‘I was compelled to drive the blade into the canvas’: Edita Schubert used her surgical blade like creatives handle a paintbrush.
The life of Edita Schubert was one of two distinct halves. Throughout a career lasting over thirty years, the artist from Croatia was employed by the Anatomy Institute at the Zagreb University’s faculty of medicine, meticulously drawing human anatomical specimens for textbooks for surgeons. In her private atelier, she created work that defied simple classification – often using the very same tools.
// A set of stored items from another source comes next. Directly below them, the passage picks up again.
PR #66, opened 2023-01-24
[feat] add logs when executing migrations

martiliones:


helpers/database.js
```diff
@@ -108,6 +108,10 @@ function Migrator (pgp, db) {
    * @return {function} waterCb with error | appliedMigrations
    */
   this.applyPendingMigrations = function (pendingMigrations, waterCb) {
+    if (pendingMigrations.length) {
+      logger.info(`Found ${pendingMigrations.length} pending migrations. Start executing, this may take a while.`);
```
adamant-al, line 112:
```suggestion
      logger.info(`Found ${pendingMigrations.length} pending migrations. Start executing, this may take a while…`);
```

helpers/database.js
```diff
@@ -120,6 +124,10 @@ function Migrator (pgp, db) {
         return eachCb(err);
       });
     }, function (err) {
+      if (pendingMigrations.length && !err) {
+        logger.info('Migrations have been successfully completed');
```
adamant-al, line 128:
```suggestion
        logger.info('Migrations have been successfully completed.');
```

adamant-al: If case of error, will it be a message?

martiliones: Yes, you will see a fatal message in this case

adamant-al (approved):

PR #68, opened 2023-04-11
feat: add default config

martiliones:
By adding `config.json` to `.gitignore`, we ensure that sensitive configuration data is not accidentally committed to the repository. Additionally, it makes easier to pull changes and update the Node on a server.


adamant-al:
- Add changes to `install_node_centos.sh` as well
- Check if file `config.default.json` exists for backward compatibility. If no such a file, use `config.json`. See https://medium.com/adamant-im/how-to-run-your-adamant-node-on-ubuntu-990e391e8fcc#4934

martiliones:
isn't the installation script meant to download the __latest__ version of adamant? I don't understand how the `default.config.json` could be missing.

adamant-al:
If we decide to merge `dev` into `master` right now, that will work.

adamant-al (approved):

“Her work involved crafting these meticulous, technical diagrams which were used in anatomy guides,” says a curator of a new retrospective of her artistic output. “She was deeply immersed in that work … She showed no hesitation in the presence of dissections.” Her illustrations of human anatomy, notes a exhibition curator, are still featured in manuals for anatomy students in Croatia today.The Bleeding of Two Worlds
A split career path was not rare for Yugoslav artists, who rarely had access to a commercial art market. However, the manner in which these spheres merged was unique. The scalpels she used to make clean incisions in cadavers were transformed into tools for cutting fabric. Adhesive tape intended for bandages secured her sliced creations. Glass vials usually meant for scientific specimens transformed into containers for her life story.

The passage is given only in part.